- #1

- 83

- 1

I have encountered a little problem. I want to show

that the

**explicit**form of the Feynman propagator for massless scalar fields is given by:

[tex]

\begin{align}

G_F(x) & = - \lim_{\epsilon \to +0} \int \dfrac{\mathrm{d}^{4}k}{(2 \pi)^{4}} \dfrac{1}{k^{2} + i \epsilon} \mathrm{e}^{- i k x}

\\

& = - \lim_{\epsilon \to +0} \dfrac{1}{4 \pi^{2}} \dfrac{1}{x^{2} -i \epsilon}

\end{align}

[/tex]

And I would like to do that

**directly**, i.e., without starting from the massive case and considering the limit [itex] m \to 0 [/itex].

I found a script where one can find a derivation of that result,

http://mo.pa.msu.edu/phy853/lectures/lectures.pdf

on pages 58-59.

There, the integration is split up into the imaginary and real part.

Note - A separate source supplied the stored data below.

Issue #2187, opened 2022-05-20
Add CI to progressive-delivery repo


jpellizzari:
Testing, linting, etc on PRs!

PR #3749, opened 2023-06-01
Disable Sync btn while loading and invalidate the react-query cache

ahussein3:
…equest

Closes# [#2187](https://github.com/weaveworks/weave-gitops-enterprise/issues/2817)

**What changed?**
- Disabled sync btn on loading.
- Sent the right react-query key so that the right cache get invalidated.

- Testing Locally.

**Release notes**

**Documentation Changes**


joshri (approved):
Also change the query key in the `CheckboxActions` suspend handler to `object` - good fix!!

ahussein3:
> Also change the query key in the `CheckboxActions` suspend handler to `object` - good fix!!

Hey @joshri we will face an issue here as This component is being displayed in two different views and each view has different reactQuery key: in sources view the key is "sources" while in application the key is "automation"
- The solution here is maybe we can sent the key from automation table to the checkbox component. tell me if that ok I will start work on it.

Issue #3745, opened 2023-06-01
Add a linter for Protobuf files


opudrovs:
As discussed with @yiannistri , the linter should enforce camelCase for field names to suit the current convention in the UI.

opudrovs:
@yiannistri cool, thanks! Will add it.

And I should also probably add the lint-proto CI step somewhere, correct?

opudrovs:
@yiannistri or should linting protobufs be included in the existing `lint` target and step?

From the OSS makefile:
```
lint: ## Run linters against code
	@go install github.com/golangci/golangci-lint/cmd/golangci-lint@v1.52.0
	golangci-lint run --out-format=github-actions --timeout 600s --skip-files "tilt_modules"
```

yiannistri:
I would prefer a single make target for linting so it makes sense to include it there.

opudrovs:
@yiannistri I've fixed most of the linter warnings, so there are only two remaining. Are we sure we want to enable the rule to pluralize names of repeated fields?

This static check run
https://github.com/weaveworks/weave-gitops/actions/runs/5175099620/jobs/9322247561?pr=3752

fails with the following errors:
<img width="797" alt="Screenshot 2023-06-05 at 10 54 37" src="https://github.com/weaveworks/weave-gitops/assets/8824708/b9d6c9be-88d1-4712-8aa0-6dbdc3a50cf0">

The linter wants to pluralize the following `value` and `inventory` fields (to `values` and `inventories` correspondingly):
https://github.com/weaveworks/weave-gitops/blob/8e509d9c1f15dfe445be880dafd23b4573a41889/api/core/core.proto#L296
https://github.com/weaveworks/weave-gitops/blob/8e509d9c1f15dfe445be880dafd23b4573a41889/api/core/types.proto#L97

I am not sure about using `values` in `PolicyParamRepeatedString`, but `inventories` does not look right to me even if it is a repeated field.

yiannistri:
Let's disable that rule. Although I think pluralisation of collections is the right choice, our choice of field names is a bit odd (as you point out with `inventories`). Before enabling that rule we should come up with a better field name.

PR #3752, opened 2023-06-02
Add linter for Protobuf files

opudrovs:
Closes https://github.com/weaveworks/weave-gitops/issues/3745

- Added a config for the `protolint` Protobuf linter.
- Added linting Protobuf files to the `lint` Makefile target.
- Fixed Protobuf linter warnings (including splitting long comments to shorter lines).
- Ran `make proto`.

Notes:
- For linting, I am using the latest version of `protolint`, based on their readme. We can switch to using a fixed version.
- The directories to ignore were copied from the `.gitignore` file. We can extend the list as needed.
- I broke long lines with `returns` in .proto files right before `returns` (because of linter errors), because I have not found a convention for this. It seems to work fine.


.protolint.yaml
```diff
@@ -0,0 +1,58 @@
+---
+# Lint directives.
+lint:
+  # Linter directories to walk.
+  directories:
+    # The specific directories to exclude.
+    exclude:
```
yiannistri, line 7: There's no way to define the directories to _include_ instead of the ones to _exclude_ is there? From a quick look I didn't find anything in the example config.

yiannistri (approved):
Looks great 🥇

.protolint.yaml
opudrovs: I have not found an example for including dirs in the config yet. Protolint required a param passed for what to lint. So, I am passing a dot `protolint lint .`

opudrovs: Maybe it's considered the included dirs?

opudrovs: If I don't find how to add specifc paths to the config, I will add them as the positional argument.

yiannistri: > Maybe it's considered the included dirs?

Could be 🤔

opudrovs: Added the `/api` directory as a positional argument to the lint command (tested that it picks up errors in this dir recursively) and removed the directories to exclude from the config.

PR #3781, opened 2023-06-09
Add edit icon, modify Pipelines and Delivery icons for EE dark mode

joshri:
Adding edit icon so EE can supply non-Mui specific colors for dark mode. Adjust Pipelines and Delivery icons for EE dark mode

before:
image

after:
image

Unfortunately the Pipelines icon is in a tough spot - the fill on the middle section can not be hardcoded to white, but once it's transparent we get that extra filled-in section on the wings. Needs an adjustment in Figma.

Dark Mode Edit button:
image


TheGostKasper:
I believe we need to keep it as it's, there's a huge difference in Icons as 
image
image

but there's a chance to enhance the `PolicyMode` to mock the old styles `color fill or size` .

@AsmaaNabilBakr

joshri:
Cool - made an issue here - we can't have the same icon twice so the svg will need to support both styles https://github.com/weaveworks/weave-gitops/issues/3782

opudrovs:
Some tests are failing. The order of imports.

joshri:
oop thanks Olga - fixed.

opudrovs (approved):

Issue #3722, opened 2023-05-24
Add `break-glass` command for Terraform


chanwit:
Absorb this feature https://github.com/weaveworks/tf-controller/pull/618 into `gitops` cli.

Outcome: `gitops break-glass terraform <name>`

Tech details:
- Shim the break-glass implementation from `tfctl` as the command for the `gitops` cli.

Acceptance criteria
- [ ] Implement a PR

yiannistri:
We will create a new issue for the docs to keep things separate.

yiannistri:
We cannot continue with this right now because the dependencies in OSS are different from the dependencies of tf-controller.

From https://weaveworks.slack.com/archives/C0586V3N0BG/p1686833467740889

> I don't think we can use the tf-conrtoller in oss now, if we pull in the module, it requires `controller-runtime
 v0.15` while OSS is on v0.14. This update would require
update fluxcd/pkg/runtime
update changed function calls all over the codebase
change how we use client.NewDelegatingClient because it's not part of the controller runtime anymore
So that's a lot of core changes too

chanwit:
So it depends on and is being blocked by #3746

yiannistri:
Still blocked as controller-runtime in OSS is still on 0.14.6

LappleApple:
Closing due to change of plans.

PR #3791, opened 2023-06-14
Add break-glass command for Terraform

opudrovs:
Closes https://github.com/weaveworks/weave-gitops/issues/3722

WIP

### DIFF
--- a/cmd/gitops/breakglass/cmd.go
+++ b/cmd/gitops/breakglass/cmd.go
@@ -1,0 +1,24 @@
+package breakglass
+
+import (
+	"os"
+
+	"github.com/spf13/cobra"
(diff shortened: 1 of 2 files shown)


yitsushi:
Add my comment from Slack:

> I don't think we can use the `tf-conrtoller` in oss now, if we pull in the module, it requires `controller-runtime v0.15` while OSS is on `v0.14`. This update would require
> * update `fluxcd/pkg/runtime`
> * update changed function calls all over the codebase
> * change how we use client.NewDelegatingClient because it's not part of the controller runtime anymore
>
> So that's a lot of core changes too

LappleApple:
Closing due to change of plans for this effort.

PR #3724, opened 2023-05-24
Dark Mode UI bug follow ups

joshri:
Closes #3682 
Closes #3683

This PR fixes two requests made during the Dark Mode work:

https://github.com/weaveworks/weave-gitops/assets/65822698/e8906d6e-c1b7-495a-8618-3038eb533d9b

- Sync and ArrowDropDown buttons are now the same height, with their right and left borders removed respectively. 
- Border radius was being applied to each `th` cell - now it's only the first and last as intended.

PR #3796, opened 2023-06-20
Update theme

AlinaGoaga:
- Update theme to remove the dark border we have on buttons and update sync button style to fix some inconsistencies when disabled & hovered between "sync" and "sync options dropdown" (see below)

Before
Screenshot 2023-06-20 at 19 06 23

After
Screenshot 2023-06-20 at 19 09 17

- The changes to input will remain in EE since adding them to the theme would have meant having to overwrite the style on both SignIn page and in filters


joshri:
Manuela wanted the border separating `sync` and the dropdown removed so I did it here https://github.com/weaveworks/weave-gitops/pull/3724

Can we keep that or is that what broke things in light mode?

AlinaGoaga:
Yup it looked weird (it basically looks like in the "before" screenshot I attached with a different combination of colors 😅 ). Because it's not a button but a collection of buttons when you hover on top of one the other's state doesn't change. Without the border in between it looks a bit weird I think. 

We actually have another similar button on EE, with the border visible 
Screenshot 2023-06-21 at 17 50 28

joshri (approved):

PR #793, opened 2020-10-28
Introduce maintainer processes

matks:
| Questions     | Answers
| Description?  | Introduce maintainer processes with security requirements
| Fixed ticket? |

### DIFF
--- a/src/content/1.7/project/maintainers-guide/processes.md
+++ b/src/content/1.7/project/maintainers-guide/processes.md
@@ -1,0 +1,14 @@
+---
+title: Processes
+---
+
+# Processes
+
+## Security
+
+Maintainer GitHub accounts are granted extended rights on the PrestaShop organization.
+
+We require from maintainers to take the necessary steps to make sure this account is protected. This means, but not only:
+- enable 2FA on GitHub
+- use a safe and strong password
+- be very careful about GitHub tokens granting account accesses
--- a/src/content/1.7/project/maintainers-guide/processes.md
+++ b/src/content/1.7/project/maintainers-guide/processes.md
@@ -4,7 +4,7 @@ title: Processes
 
 # Processes
 
-## Security
+## Security recommendations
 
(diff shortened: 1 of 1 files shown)


kpodemski (approved):

PululuK (dismissed):
@matks are these recommendations or requirements?

If these are the requirements, does that mean that the candidate must meet these points before having his application approved? So how can we verify this?

matks:
> @matks are these recommendations or requirements?

Recommendations for now. It could become requirements in the future.

> If these are the requirements, does that mean that the candidate must meet these points before having his application approved? So how can we verify this?

I dont think we need to be so strict. What is important here is to highlight that maintainer rights on an organization makes the account an important asset not to be underestimated. [Some people go even further](https://twitter.com/TobiasNyholm/status/1315355043185537024) 😅 .

Even if tomorrow these become hard requirements I dont think we need maintainer to meet these points before submitting application and verify it. A ill-intentioned maintainer candidate could enable 2FA then disable it later if he wanted to trick us.

One of the important parts of being part of a maintainer team is trust 😊 . We decided through a vote that you and @kpodemski have earned our trust and could join us as maintainers. If we start verifying that indeed you enabled 2FA even though you said it, it means the trust is gone and the situation is way worse than it looks. We will not verify informations you provide us unless a very nasty situation appears.

PululuK:
> Recommendations for now. It could become requirements in the future.
> 

It does not match your PR description. Could you update it then to avoid ambiguities?

src/content/1.7/project/maintainers-guide/processes.md
```diff
@@ -0,0 +1,14 @@
+---
+title: Processes
+---
+
+# Processes
+
+## Security
```
PululuK, line 7:
```suggestion
## Security recommendations
```

Progi1984 (approved):

Progi1984:
Thanks @matks

PR #804, opened 2020-11-10
Fix PS minimal required version

comxd:
| Questions     | Answers
| Description?  | Prestashop minimal required version fixes
| Fixed ticket? | N/A

### DIFF
--- a/src/content/1.7/modules/concepts/hooks/list-of-hooks.md
+++ b/src/content/1.7/modules/concepts/hooks/list-of-hooks.md
@@ -2480,7 +2480,7 @@ action&lt;HookName>Save
     
 action&lt;GridDefinitionId>GridDefinitionModifier
 : 
-    Available since: {{< minver v="1.7.5" >}}
+    Available since: {{< minver v="1.7.6" >}}
     Located in: /src/Core/Grid/Definition/Factory/AbstractGridDefinitionFactory.php
 
     Parameters:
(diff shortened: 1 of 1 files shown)


src/content/1.7/modules/concepts/hooks/list-of-hooks.md
```diff
@@ -2493,7 +2493,7 @@ action&lt;GridDefinitionId>GridDefinitionModifier
     
 action&lt;GridDefinitionId>GridQueryBuilderModifier
```
matks, line 2494: Hi, these hooks are available since 1.7.5 as far as I know 🤔 
Look at https://github.com/PrestaShop/PrestaShop/blob/1.7.5.x/src/Core/Grid/Data/Factory/DoctrineGridDataFactory.php#L90 for example

matks (changes requested):

src/content/1.7/modules/concepts/hooks/list-of-hooks.md
comxd: Oh! you are right!
I will correct my PR, but I noticed that the hooks were registered in the "hooks" table only since version 1.7.6 as you can see at https://github.com/PrestaShop/PrestaShop/blob/1.7.6.x/install-dev/upgrade/sql/1.7.6.0.sql

comxd: After checking the other hooks, this pull request can be canceled because all are available since 1.7.5.

matks: No worries, thanks for the PR it was a good intent 😉

PR #812, opened 2020-11-24
Better title UIKit section

matks:
| Questions     | Answers
| Description?  | Only 1 item has "The" in front of it in "Core reference" category so I suggest to remove it
| Fixed ticket? | 

See https://devdocs.prestashop.com/1.7/development/

Only item "The UIKit" has "The" in front of it. So I suggest to remove it

### DIFF
--- a/src/content/1.7/development/uikit.md
+++ b/src/content/1.7/development/uikit.md
@@ -1,5 +1,5 @@
 ---
-title: The UIKit
+title: UIKit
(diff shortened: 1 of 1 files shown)


NeOMakinG (approved):

Progi1984 (approved):

Progi1984:
Thanks @matks

PR #818, opened 2020-11-26
Wrong path on overrading templates

OliverCG:
| Questions     | Answers
| Description?  | In the "Identify the template to override" section, there was an error since the path didn't include the CatalogPage folder which could be very confusing because the other paths in the guide are well formed.
| Fixed ticket? | No, as far as I know.


NeOMakinG (approved):

PululuK (approved):

PululuK:
Thanks @OliverCG

PR #850, opened 2021-01-27
Add warning on registerJavascript / registerStylesheet about potential collisions

Quetzacoalt91:
| Questions     | Answers
| Description?  | I found out that our modules were sometimes non working because of the same IDs used while calling `registerJavascript` or `registerStylesheet`. This PRs explains why a prefix is needed
| Fixed ticket? | /

### DIFF
--- a/src/content/1.7/themes/getting-started/asset-management/_index.md
+++ b/src/content/1.7/themes/getting-started/asset-management/_index.md
@@ -42,7 +42,7 @@ In order to have the most extensible signatures, these 2 methods take 3 argument
 
 This unique identifier needed for each asset. Reusing the same ID is useful to either override or unregister something already loaded by the Core or a native module.
 
-However, avoid generic names when adding new JS and CSS files to avoid colision with other extensions. Prefixing with your module or theme name is a good start.
+However, avoid generic names when adding new JS and CSS files to avoid collision with other extensions. Prefixing with your module or theme name is a good start.
 
 **Relative path**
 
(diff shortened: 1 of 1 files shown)


src/content/1.7/themes/getting-started/asset-management/_index.md
```diff
@@ -40,7 +40,9 @@ In order to have the most extensible signatures, these 2 methods take 3 argument
 
 **ID**
 
-This unique identifier needed for each asset. This is useful to either override or unregister something already loaded by the Core or a native module.
+This unique identifier needed for each asset. Reusing the same ID is useful to either override or unregister something already loaded by the Core or a native module.
+
+However, avoid generic names when adding new JS and CSS files to avoid colision with other extensions. Prefixing with your module or theme name is a good start.
```
matks, line 45:
```suggestion
However, avoid generic names when adding new JS and CSS files to avoid collision with other extensions. Prefixing with your module or theme name is a good start.
```

So we want to tell people to avoid doing something like `$this->registerStylesheet('script');` or `this-> registerStylesheet('jqueryplugin');` ?

Quetzacoalt91: Indeed.

This method has to be called with more than one parameter, but yes, we want generic values to be avoided as several modules could use the same, making the first file added overwritten by the second one.

Quetzacoalt91: Thanks for the suggestion

matks (approved):

matks:
Thank you @Quetzacoalt91

PR #859, opened 2021-02-12
Fix error in executeS return description and add a notice

jf-viguier:
- executeS return an array of associative arrays
- add a notice to use it only for read queries

| Questions     | Answers


Progi1984 (approved):

PierreRambaud (approved):

PierreRambaud:
Thank you @jf-viguier

PR #869, opened 2021-02-20
Little improvements for nginx config

matks:
| Questions     | Answers
| Description?  | Add little improvements for nginx config
| Fixed ticket? |

### DIFF
--- a/src/content/1.7/basics/installation/nginx.md
+++ b/src/content/1.7/basics/installation/nginx.md
@@ -97,7 +97,7 @@ server {
         add_header X-Content-Type-Options nosniff;
     }
 
-    # Force files inupload directory to be downloaded
+    # Force files in upload directory to be downloaded
     location ~ ^/upload/ {
         add_header Content-Disposition Attachment;
         add_header X-Content-Type-Options nosniff;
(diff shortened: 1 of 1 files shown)


src/content/1.7/basics/installation/nginx.md
```diff
@@ -157,7 +157,7 @@ server {
         deny all;
     }
     # Source code directories
-    location ~ ^/(app|bin|cache|classes|config|controllers|docs|localization|override|src|tests|tools|translations|travis-scripts|vendor|var)/ {
+    location ~ ^/(app|bin|cache|classes|config|controllers|docs|localization|override|src|tests|tests-legacy|tools|translations|travis-scripts|vendor|var)/ {
```
matks, line 160: I guess this line aims to protect installs that have been done using the source code instead of the ZIP build (because `tests` are removed in the ZIP build). So I complete it.

I thought about removing `travis-scripts` but it's better to keep it in case someone uses this configuration example for an old PrestaShop 1.7 version.

PierreRambaud (approved):

PierreRambaud:
Thank you @matks

PR #888, opened 2021-03-12
Harmonize project name

okom3pom:
| Questions     | Answers
| Description?  | Harmonisation PrestaShop


matks (approved):
Hi @okom3pom I approve this PR because there if we compare the doc before and after the PR, indeed it looks nicer _after_ the PR.

However be aware that some developers prefer to avoid (and reject) PRs that only bring "superficial" changes like this 😉  .

It's a matter of opinion of course 😅  but in the past we've got some spamming of superficial PRs which resulted in an overload of review and the merge of mistakes.

matks:
I also improved the PR title 😉

matks:
Thank you @okom3pom

PR #895, opened 2021-03-18
Fix prestashop/prestashop-webservice-lib name

industria01:
Prestashop/Prestashop-webservice-lib is invalid, it should not contain uppercase characters.


matks (approved):

matks:
Thank you @industria01

PR #903, opened 2021-03-26
Add search tip

eternoendless:
| Questions     | Answers
| Description?  | Add tip for people who struggle finding specific hooks that are described in a generic way

### DIFF
--- a/src/content/1.7/modules/concepts/hooks/list-of-hooks.md
+++ b/src/content/1.7/modules/concepts/hooks/list-of-hooks.md
@@ -20,7 +20,9 @@ A couple of hooks were modified between 1.7.0.x and 1.7.1.x.
 ## Full list
 
 {{% notice tip %}}
-**Tip:** Some hooks whose names include a page or component name are described generically using placeholders. If you can't find a hook like `actionAdminCustomersFormModifier`, try searching for `FormModifier`. 
+**Search tip:** Some hooks are generated dynamically, so their names are documented in a generic way.
+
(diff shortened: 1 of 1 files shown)


NeOMakinG (approved):

PululuK (approved):

src/content/1.7/modules/concepts/hooks/list-of-hooks.md
```diff
@@ -19,6 +19,10 @@ A couple of hooks were modified between 1.7.0.x and 1.7.1.x.
 
 ## Full list
 
+{{% notice tip %}}
+**Tip:** Some hooks whose names include a page or component name are described generically using placeholders. If you can't find a hook like `actionAdminCustomersFormModifier`, try searching for `FormModifier`. 
+{{% /notice %}}
+
```
PululuK, line 25: maybe we should clarify that these are the dynamic hooks, which is why we can list them all, which is why we have written them in a generic way.

eternoendless:
```suggestion
{{% notice tip %}}
**Search tip:** Some hooks are generated dynamically, so their names are documented in a generic way.

For example, `actionAdminCustomersFormModifier` is documented as `action<AdminControllerClassName>FormModifier`, so you won't find it if you search for the exact name. When you see a controller name or action in the hook name and you can't find it, try searching for a part of the hook name, like `FormModifier`.
{{% /notice %}}

```

PululuK: Yeah ✌🏿

eternoendless:
Thanks for the review!

PR #904, opened 2021-03-26
Update hugo to 0.82

eternoendless:
| Questions     | Answers
| Description?  | This change updates hugo version and [enables support for css classes after markdown blocks](https://gohugo.io/news/0.81.0-relnotes/#attribute-lists-after-markdown-blocks)

### DIFF
--- a/bin/installHugo.sh
+++ b/bin/installHugo.sh
@@ -1,7 +1,7 @@
 #!/bin/bash
 set -euo pipefail
 
-export HUGO_VERSION="0.76.5"
+export HUGO_VERSION="0.82.0"
 
 if [ `uname` = "Linux" ]; then
     export HUGO_OS="Linux-64bit"
--- a/src/config.yml
+++ b/src/config.yml
@@ -41,6 +41,9 @@ markup:
   goldmark:
     renderer:
       unsafe: true
+    parser:
+      attribute:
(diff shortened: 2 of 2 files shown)


PierreRambaud (approved):

Progi1984:
Please update Github Actions : https://github.com/PrestaShop/docs/blob/master/.github/workflows/build.yml#L29

PierreRambaud:
> Please update Github Actions : https://github.com/PrestaShop/docs/blob/master/.github/workflows/build.yml#L29

We should use the installHugo.sh script instead of a custom github action :thinking:

Progi1984:
We should use a github action and remove the installHugo.sh

PierreRambaud:
> We should use a github action and remove the installHugo.sh

Nope because we also need to be able to download the same hugo version without having to fetch the whole internet. We are not able to use `go dep`, and only the binary file is needed.

eternoendless:
Fixed GA on master branch

matks:
> > Please update Github Actions : https://github.com/PrestaShop/docs/blob/master/.github/workflows/build.yml#L29
> 
> We should use the installHugo.sh script instead of a custom github action 🤔

I approve ⬆️ 

Just struggled because I had hugo v0.80 😅

PR #1944, opened 2025-03-13
Parameters content update

Nakiloe:
The parameters content described was completely different from what is really used (came from an older version ?)

| Questions     | Answers
| Branch?       | 1.7.x / 8.x / 9.x
| Description?  | Parameters content in doc didn't match with what is really received. I've also added a note about the qtyList because it doesn't seem useful anymore (in v8.x).


kpodemski (approved):

kpodemski:
thank you @Nakiloe !

PR #1953, opened 2025-04-04
Update tutorial.md

axel-paillaud:
The logo doesn't have to be 32x32 pixels: most PrestaShop native module logos are 140x140 pixels. Also, rendering a 32x32 size is too pixelated in the back office because it's too stretched.

| Questions     | Answers
| Branch?       | 1.7.x / 8.x / 9.x


nicosomb (approved):

kpodemski:
that's true, although having it too big may display incorrectly in the back office product page if the module hooks into it, that is something to fix on the back office CSS side

so, let's remove this recommendation of 32x32 since it was mainly related to PS 1.6

PR #1982, opened 2025-05-15
Correct resource name for product_customization_field

ibobo:
The resource was missing the `product_` prefix.

| Questions     | Answers
| Branch?       | Documentation for 1.7.x, but the problem is present also in the docs for the 8.x and 9.x.
| Description?  | The page reported the resource as `customization_field` instead of `product_customization_field`.
| Fixed ticket? |


ibobo:
It seems the resource is `product_customization_fields` but the content of the document should stay `customization_field`... I think there should be a special "warning" for this.

PR #2003, opened 2025-07-09
Remove oldest informations and use v9 links

PrestaEdit:
| Questions     | Answers
| Branch?       | 9.x
| Description?  | Remove oldest informations and use v9 links.


matks (approved):
Thank you @PrestaEdit

PR #2016, opened 2025-08-06
fix: avoid $currentIndex

PrestaEdit:
| Questions         | Answers
| Branch?           | 9.x
| Description?      | Avoid $currentIndex in URLs

### DIFF
--- a/modules/creation/adding-configuration-page.md
+++ b/modules/creation/adding-configuration-page.md
@@ -105,7 +105,7 @@ public function displayForm()
     $helper->table = $this->table;
     $helper->name_controller = $this->name;
     $helper->token = Tools::getAdminTokenLite('AdminModules');
-    $helper->currentIndex = AdminController::$currentIndex . '&' . http_build_query(['configure' => $this->name]);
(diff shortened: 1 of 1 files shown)


Hlavtox (changes requested):
There should be token = false if $helper->token = Tools::getAdminTokenLite('AdminModules'); is used

modules/creation/adding-configuration-page.md
```diff
@@ -105,7 +105,7 @@ public function displayForm()
     $helper->table = $this->table;
     $helper->name_controller = $this->name;
     $helper->token = Tools::getAdminTokenLite('AdminModules');
-    $helper->currentIndex = $this->context->link->getAdminLink('AdminModules', true) . '&' . http_build_query(['configure' => $this->name]);
+    $helper->currentIndex = $this->context->link->getAdminLink('AdminModules') . '&' . http_build_query(['configure' => $this->name]);
```
Hlavtox:
```suggestion
    $helper->currentIndex = $this->context->link->getAdminLink('AdminModules', false, [], ['configure' => $this->name]);
```

Hlavtox (approved):

Touxten:
i know this bug

Touxten (approved):

PR #2025, opened 2025-08-20
fix key name

MattKelvin:
| Questions         | Answers
| Branch?           | 9.x
| Description?      | I was doing a new resource and I have discovered a small error. CQRSCommand doesn't work here it's CQRSQuery. By the way, is it not a mistake to call it CQRSQuery ? Because DeleteAttributeGroupCommand is indeed a Command. Thank you :) 
| Fixed ticket?     | /
| Sponsor company   | Mademoiselle bio

### DIFF
--- a/admin-api/contribute-to-core-api.md
+++ b/admin-api/contribute-to-core-api.md
@@ -302,7 +302,7 @@ use PrestaShopBundle\ApiPlatform\Metadata\CQRSDelete;
         ),
         new CQRSDelete(
             uriTemplate: '/attributes/group/{attributeGroupId}',
-            CQRSCommand: DeleteAttributeGroupCommand::class,
+            CQRSQuery: DeleteAttributeGroupCommand::class,
             scopes: [
                 'attribute_group_write',
             ],


MattKelvin:
I guess, the syntax will be good in the next version but currenlty it isn't. 

https://github.com/PrestaShop/ps_apiresources/pull/58
https://github.com/PrestaShop/PrestaShop/pull/39295/files

kpodemski:
cc @jolelievre

Touxten:
Best way is to document when the key changes ?

MattKelvin:
I think we should change it now and when the next version of PrestaShop will be published, rollback to it and explain that before it was `CQRSQuery`

admin-api/contribute-to-core-api.md
```diff
@@ -302,7 +302,7 @@ use PrestaShopBundle\ApiPlatform\Metadata\CQRSDelete;
         ),
         new CQRSDelete(
             uriTemplate: '/attributes/group/{attributeGroupId}',
-            CQRSCommand: DeleteAttributeGroupCommand::class,
+            CQRSQuery: DeleteAttributeGroupCommand::class,
```
jolelievre, line 305: No actually this was changed for 9.0.1, it was a misconception that wasn't fixed in time On the current 9.0.x branch and strating from the 9.0.1 you MUST use `CQRSCommand` which is much more in tune with the read/write separation

Besides all contribution on the module won't work if they use `CQRSQuery` because the tests are based on this recent modification in 9.0.x branch

jolelievre (changes requested):

admin-api/contribute-to-core-api.md
jolelievre: This is kind of a BC, I hesitated to keep the retro compatibility But we discussed with the other commiters from the team and reached a consensus that it's cleaner to fix this once and for good before the API gets too popular and the wrong parameter is widely used

jolelievre: By the way, it was documented:

Capture d’écran 2025-08-23 à 10 34 16

But as usual, no one reads the small lines, even the red ones 😅

MattKelvin: Thank you @jolelievre for the explanation. Sorry I miss the red lines 😄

But for the imaginary part, the author finds:

[tex]

\begin{align}

G_F,i(x) & = \dfrac{1}{4 \pi^{2} r} \int_{0}^{\infty} \mathrm{d}k \cos(k x_{0}) \sin(k r)

\\

& = \dfrac{1}{16 \pi^{2} r i} \int_{0}^{\infty} \mathrm{d}k \left[ \mathrm{e}^{ik(x_{0}+r)} - \mathrm{e}^{-ik(x_{0}+r)} + \mathrm{e}^{-ik(x_{0}-r)} - \mathrm{e}^{ik(x_{0}-r)} \right]

\\

& = - \frac{1}{8 \pi^{2} r} \left[ \dfrac{1}{x_{0} + r} - \dfrac{1}{x_{0} - r} \right]

\\

& = - \frac{1}{4 \pi^{2} x^{2}}

\end{align}

[/tex]

Here, I don't understand how the integration is performed. I think if you integrate every exponential term it will

**diverge**at [itex]\infty[/itex], but somehow the author ends up with a

**finite**term.

Does anyone understand what is going on here?

Furthermore, I think we should end up with Cauchy's principal value and not just 1/x^2, right?

Maybe, someone has a more "

*elegant*" way of deriving the massless propagator?